● **Work instructions**
Report every line from the following entries that contains the string "left".

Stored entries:
•••
Issue #2545, opened 2018-01-22
Reconcile reinstating `:member_of_collection_id` argument in CE branch


elrayle:
### Descriptive summary

PR #2533 adds back `:member_of_collection_id` in addition to `member_of_collections_attributes`.  This allows the CollectionsMembershipActor to process either env parameter.  The same changes need to be completed in collections-sprint branch.
 
### Rationale

Support for both parameters, which carry the same information, allows for backward compatibility.

### Related work

PR #2533 Reinstate `:member_of_collection_id` argument option to Actor Stack
PR #2326 Draft 2.1.0 release notes

no-reply:
I have this in progress.

PR #2612, opened 2018-02-03
Reinstate `:member_of_collection_id` argument option to Actor Stack 

no-reply:
Refs #2545, #2533.

This merge includes some minor refactors of `#create`; including some changes to
the actor's private methods.

`#extract_collection_ids` and `#assign_nested_attributes_for_collection` now
accept only the `env` as an argument. `#assign_nested_attributes_for_collection`
ensures that the `env` is left in the correct state. This reduces the impact of
mutable state across methods.

Assigning the singleton `#collection_id` is still a separate mutation of
`env`. This may be necessary without a much more extensive refactor.

`#extract_collection_id` is updated to handle the old syntax, which
ensures that `#create` populates the `:collection_id` environment attribute in
the same way as it does for the new syntax. Likewise, `#valid_membership?` is
updated to accept the collection ids it should check; existing calls are changed
to pass the ids directly.

* Merge commit '089bff9e8f8100db6119f5' into collections-sprint
* Support new collections features for old collections_id actor syntax

@samvera/hyrax-code-reviewers

### DIFF
--- a/app/actors/hyrax/actors/collections_membership_actor.rb
+++ b/app/actors/hyrax/actors/collections_membership_actor.rb
@@ -39,7 +39,9 @@ module Hyrax
           return assign_for_collection_ids(env) unless attributes_collection
 
           emit_deprecation if env.attributes.delete(:member_of_collection_ids)
-          return false unless valid_membership?(env, attributes_collection)
+
+          return false unless
+            valid_membership?(env, collection_ids: attributes_collection.map { |_, attributes| attributes['id'] })
 
           attributes_collection = attributes_collection.sort_by { |i, _| i.to_i }.map { |_, attributes| attributes }
           # checking for existing works to avoid rewriting/loading works that are already attached
@@ -70,6 +72,8 @@ module Hyrax
         # @deprecated supports old :member_of_collection_ids arguments
         def assign_for_collection_ids(env)
           collection_ids = env.attributes.delete(:member_of_collection_ids)
+
+          return false unless valid_membership?(env, collection_ids: collection_ids)
 
           if collection_ids
             Deprecation.warn(self, ':member_of_collection_ids has been deprecated for removal in Hyrax 3.0. ' \
@@ -133,11 +137,17 @@ module Hyrax
           attributes_collection =
             env.attributes.fetch(:member_of_collections_attributes) { nil }
 
-          # Determine if the work is being created in one and only one collection.
-          return unless attributes_collection && attributes_collection.size == 1
+          if attributes_collection
+            # Determine if the work is being created in one and only one collection.
+            return unless attributes_collection && attributes_collection.size == 1
 
-          # Extract the collection id from attributes_collection,
-          collection_id = attributes_collection.first.second['id']
+            # Extract the collection id from attributes_collection,
+            collection_id = attributes_collection.first.second['id']
+          else
+            collection_ids = env.attributes.fetch(:member_of_collection_ids) { [] }
+            return unless collection_ids.size == 1
+            collection_id = collection_ids.first
+          end
 
           # Do not apply permissions to work if collection type is configured not to
           collection = ::Collection.find(collection_id)
@@ -147,8 +157,7 @@ module Hyrax
           env.attributes[:collection_id] = collection_id
         end
 
-        def valid_membership?(env, attributes_collection)
-          collection_ids = attributes_collection.map { |_, attributes| attributes['id'] }
+        def valid_membership?(env, collection_ids:)
           multiple_memberships = Hyrax::MultipleMembershipChecker.new(item: env.curation_concern).check(collection_ids: collection_ids)
           if multiple_memberships
             env.curation_concern.errors.add(:collections, multiple_memberships)
--- a/spec/actors/hyrax/actors/collections_membership_actor_spec.rb
+++ b/spec/actors/hyrax/actors/collections_membership_actor_spec.rb
@@ -229,6 +229,105 @@ RSpec.describe Hyrax::Actors::CollectionsMembershipActor do
     end
   end
 
+  context 'when old style env parameter' do
+    describe 'create' do
+      let(:collection) { create(:collection) }
+      let(:attributes) do
+        { member_of_collection_ids: [collection.id], title: ['test'] }
+      end
+
+      it 'adds it to the collection' do
+        expect(subject.create(env)).to be true
+        expect(collection.reload.member_objects).to eq [curation_concern]
+      end
+
+      context 'when multiple membership checker returns a non-nil value' do
+        before do
+          allow(Hyrax::MultipleMembershipChecker).to receive(:new).and_return(checker)
+          allow(checker).to receive(:check).and_return(error_message)
+        end
+
+        let(:checker) { double('checker') }
+        let(:error_message) { 'Error: foo bar' }
+
+        it 'adds an error and returns false' do
+          expect(env.curation_concern.errors).to receive(:add).with(:collections, error_message)
+          expect(subject.create(env)).to be false
+          expect(curation_concern.member_of_collections).to be_empty
+        end
+      end
+
+      context "when work is in user's own collection" do
+        let(:collection) { create(:collection, user: user, title: ['A good title']) }
+        let(:attributes) { { member_of_collection_ids: [] } }
+
+        before do
+          subject.create(Hyrax::Actors::Environment.new(curation_concern, ability,
+                                                        member_of_collection_ids: [collection.id], title: ['test']))
+        end
+
+        it "removes the work from that collection" do
+          expect(subject.create(env)).to be true
+          expect(curation_concern.member_of_collections).to eq []
+        end
+      end
+
+      context "when work is in another user's collection" do
+        let(:other_user) { create(:user) }
+        let(:collection) { create(:collection, user: other_user, title: ['A good title']) }
+
+        it "doesn't remove the work from that collection" do
+          subject.create(env)
+          expect(subject.create(env)).to be true
+          expect(curation_concern.member_of_collections).to eq [collection]
+        end
+      end
+
+      context "updates env" do
+        let(:collection) do
+          create(:collection, collection_type_settings: [:discoverable, :sharable])
+        end
+
+        subject(:middleware) do
+          stack = ActionDispatch::MiddlewareStack.new.tap do |middleware|
+            middleware.use described_class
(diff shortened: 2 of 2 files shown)


app/actors/hyrax/actors/collections_membership_actor.rb
```diff
@@ -75,19 +121,18 @@ def has_destroy_flag?(hash)
...
         # Given an array of collection_attributes when it is size:
         # * 0 do not set `env.attributes[:collection_id]`
         # * 1 set `env.attributes[:collection_id]` to the one and only one collection
         # * 2+ do not set `env.attributes[:collection_id]`
         #
         # NOTE: Only called from create.  All collections are being added as parents of a work.  None are being removed.
-        def extract_collection_id(env, attributes_collection)
+        def extract_collection_id(env)
+          attributes_collection =
+            env.attributes.fetch(:member_of_collections_attributes) { nil }
```
elrayle: This needs to be able to extract the id from the new :member_of_collections_attributes OR from the old style :member_of_collection_ids.  

See diffs for method extract_collection_id (line 84) in the PR that switched from the old style :member_of_collection_ids to the new :member_of_collections_attributes...  https://github.com/samvera/hyrax/commit/85591cafa9e9935d18fd3b07cf86fb35cb9a73d4#diff-dcaa34b138208d26b5cc4a005542ad71

spec/actors/hyrax/actors/collections_membership_actor_spec.rb
```diff
@@ -100,6 +100,52 @@
...
+            Hyrax::VERSION.split('.').first.to_i >= 3
+
+          expect(subject.create(env)).to be true
+          expect(curation_concern.member_of_collections)
+            .to contain_exactly(collection, my_collection)
+        end
+      end
+    end
+
     context "updates env" do
```
elrayle: Need to also update the tests under `context "updated env"` to test that the update to env happens for both :member_of_collections_attributes and :member_of_collection_ids parameters.

Effected tests:  https://github.com/samvera/hyrax/blob/9c5fa41dd2e161ac70421aae573e0dea3c7a8e77/spec/actors/hyrax/actors/collections_membership_actor_spec.rb#L149-L203

elrayle: You can copy in the tests that use the old style parameter from here...
https://github.com/samvera/hyrax/blob/d67f598e992bcf5897c0731db1551ca8698cb04e/spec/actors/hyrax/actors/collections_membership_actor_spec.rb#L89-L129

no-reply:
@elrayle See the questions in the PR description.

It's not clear to me what the best way to handle the new behavior for `member_of_collection_ids`. In particular, adding the `#valid_membership?` check would be breaking for DCE's current use cases, which rather defeats the purpose.

Some additional context on the motivation for the `#valid_membership?` behavior, and how `collection_id` is intended to be used would help me determine the best implementation for the old syntax.

no-reply:
It might help as well if the `collection_id` attribute were named more explicitly. What behavior would I expect as a caller to the actor stack if I pass such an id directly, or extract it in another actor, either before or after this?

elrayle:
Questions - answered

> Do we need to handle extraction of the #collection_id attribute in the #member_of_collection_ids case?

Yes.  It was handled before the change was made to member_of_collection_ids.  You can see the code that processed it prior to the change at https://github.com/samvera/hyrax/blob/d67f598e992bcf5897c0731db1551ca8698cb04e/app/actors/hyrax/actors/collections_membership_actor.rb#L40-L51

This older code does not include additional changes that are seen in the current code that need to be handled now for both parameters.

> Does multiple membership need to be treated as invalid under #member_of_collection_ids, as well as in the new attributes syntax?

Yes.  See description of multiple membership below next question.

> Should we be concerned that the current head on collection-sprint prevents adding multiple collections at the actor level? What is the reasoning for this restriction? Am I misunderstanding #valid_membership?

There is `multiple_membership` configuration for collection types.  #valid_membership will only deny multiple collections if that configuration is false.  The variable could probably be better named `multiple_membership_denied`.  `Hyrax::MultipleMembershipChecker` will only return a value if multiple collections are being added AND `multiple_membership=false`.
https://github.com/samvera/hyrax/blob/9c5fa41dd2e161ac70421aae573e0dea3c7a8e77/app/services/hyrax/multiple_membership_checker.rb#L33

If you look at that service, you will see how the test is applied.  The multiple membership test only applies to collections of the same type.

> It might help as well if the collection_id attribute were named more explicitly. What behavior would I expect as a caller to the actor stack if I pass such an id directly, or extract it in another actor, either before or after this?

Because this actor deletes the env parameter, the collection that effects permissions has to be added into the env.  To avoid confusion, a different name was given.  The `collection_id` parameter is processed by a later actor in the stack to apply permissions... 
https://github.com/samvera/hyrax/blob/collections-sprint/app/actors/hyrax/actors/apply_permission_template_actor.rb#L26-L31

no-reply:
I think the info you've given is enough for me to finish this work up.

I'm still of the opinion that the current PR supports the status quo on both branches, and can be safely merged. Though perhaps the ticket needs to be left open to track the remaining compatibility work. If you disagree, I can wrap this up first thing in the morning and we can move forward.

----

> Because this actor deletes the env parameter, the collection that effects permissions has to be added into the env. To avoid confusion, a different name was given. The collection_id parameter is processed by a later actor in the stack to apply permissions...

Would it be more accurate to rename it `permission_template_source` or similar? I'm concerned a bit about how tightly coupled these two actors are---I know this kind of thing is endemic in the actor stack, and I'm not too interested in wringing my hands about it, but some explict naming would help a lot, I think.

In either case, I think this is a separate issue. If it seems worth further discussion to you, I can open it after merge.

elrayle:
@no-reply Would you consider a simpler change that would ensure that all functionality is properly applied regardless of which parameter format is used.

You can replace line 15 and 24...
```
```
with a method call that extracts the values from env...
```
attributes_collection = process_env_attribute(env)
```
and add method...
```
# Extract env attribute that specifies collection membership processing.  There are two supported formats:
# @example a collections attribute hash - New style that allows for adding and deleting collection membership.
#   'member_of_collections_attributes' => {
#     '0' => { 'id' = '12312412'},
#     '1' => { 'id' = '234234234'},
#     '2' => { 'id' = '99981228', '_destroy' => 'true' }
#   }
#
# @example a collection ids hash - Old style that allows for adding collection membership.  This will be supported through Hyrax 3.0 for backward compatibility.
#   'member_of_collection_ids' => { '12312412', '234234234' }
def process_env_attribute(env)
  # return new env attribute approach if it exists
  return env.attributes.delete(:member_of_collections_attributes) if env.attributes.key? :member_of_collections_attributes

  # convert old style env attribute into new style supporting backward compatibility
  return nil unless env.attributes.key? :member_of_collection_ids
  collection_ids = env.attributes.delete(:member_of_collection_ids)
  return nil if collection_ids.blank?
  attributes = {}
  0.upto(collection_ids.size-1) { |i| attributes[i.to_s] = { 'id' => collection_ids[i] }
  attributes
end
```

elrayle:
I make this suggestion, because on first review, I missed that you did not include all the new functionality that was put in place in the [#assign_collections method](https://github.com/samvera/hyrax/blob/d67f598e992bcf5897c0731db1551ca8698cb04e/app/actors/hyrax/actors/collections_membership_actor.rb#L22-L34) as written before the switch to the new style env parameter.  I am hesitant to see the processing of each style parameter happen completely separate because it opens up the possibility of something getting missed and causes duplicate code.

app/actors/hyrax/actors/collections_membership_actor.rb
```diff
@@ -46,6 +52,46 @@ def assign_nested_attributes_for_collection(env, attributes_collection)
...
+        def emit_deprecation
+          Deprecation.warn(self, ':member_of_collections_attributes and :member_of_collection_ids were both ' \
+                                 ' passed. :member_of_collection_ids is ignored when both are passed and is ' \
+                                 'deprecated for removal in Hyrax 3.0.')
+        end
+
+        ##
+        # @deprecated supports old :member_of_collection_ids arguments
+        def assign_for_collection_ids(env)
+          collection_ids = env.attributes.delete(:member_of_collection_ids)
```
elrayle: The assign_for_collection_ids before the switch to the new style env parameter was...
```
        def assign_collections(env, collection_ids)
          return true unless collection_ids
          multiple_memberships = Hyrax::MultipleMembershipChecker.new(item: env.curation_concern).check(collection_ids: collection_ids)
          if multiple_memberships
            env.curation_concern.errors.add(:collections, multiple_memberships)
            return false
          end
          # grab/save collections this user has no edit access to
          other_collections = collections_without_edit_access(env)
          env.curation_concern.member_of_collections = ::Collection.find(collection_ids)
          env.curation_concern.member_of_collections.concat other_collections
end
```

I don't have a problem with the addition of the exception, but this method needs to include the check for multiple members.

elrayle:
Seems like there are minimally two pieces of work for this PR to be merged:
* add in the multi_membership check for the old style env parameter and 
* copy in most of the tests that were in place before the env parameter change from https://github.com/samvera/hyrax/blob/d67f598e992bcf5897c0731db1551ca8698cb04e/spec/actors/hyrax/actors/collections_membership_actor_spec.rb#L36-L129

no-reply:
@elrayle I've force pushed with the requested changes.

I think you will probably want some more refactoring here (I certainly do), but I'm inclined (again) to push forward with this and take on the remainder after the collections merge. I've also run into various potential test suite issues, where stubs are being set incorrectly or ineffectually, which has me questioning how effective the unit tests on this class are. I would like to address any refactors and test suite fixes in follow-up work.

no-reply:
> Need to open a new issue to revisit difference in processing for the two style env parameters. We should be able to reformat the old style into the new style and use a single approach for processing. If this isn't sufficient, then we need to understand why.

I honestly think I prefer the branched logic to increased mutations of `env`. But I do agree that there are more refactors to be had here. My goals would be to:

no-reply:
The biggest issue I see in the current code is that both `#extract_collection_id` and `#assign_nested_attributes_for_collection` need to read the same information from `env`. I have a notion to  add a flag parameter to `#assign_nested_attributes_for_collection` like `extract_permission_source_id` (is this an informative name for what `extract_collection_id` does?). This way we can extract the data once, then pass it along to `#extract_collection_id`. Something like:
•••
● **Task response**
ensures that the `env` is left in the correct state. This reduces the impact of
I'm still of the opinion that the current PR supports the status quo on both branches, and can be safely merged. Though perhaps the ticket needs to be left open to track the remaining compatibility work. If you disagree, I can wrap this up first thing in the morning and we can move forward.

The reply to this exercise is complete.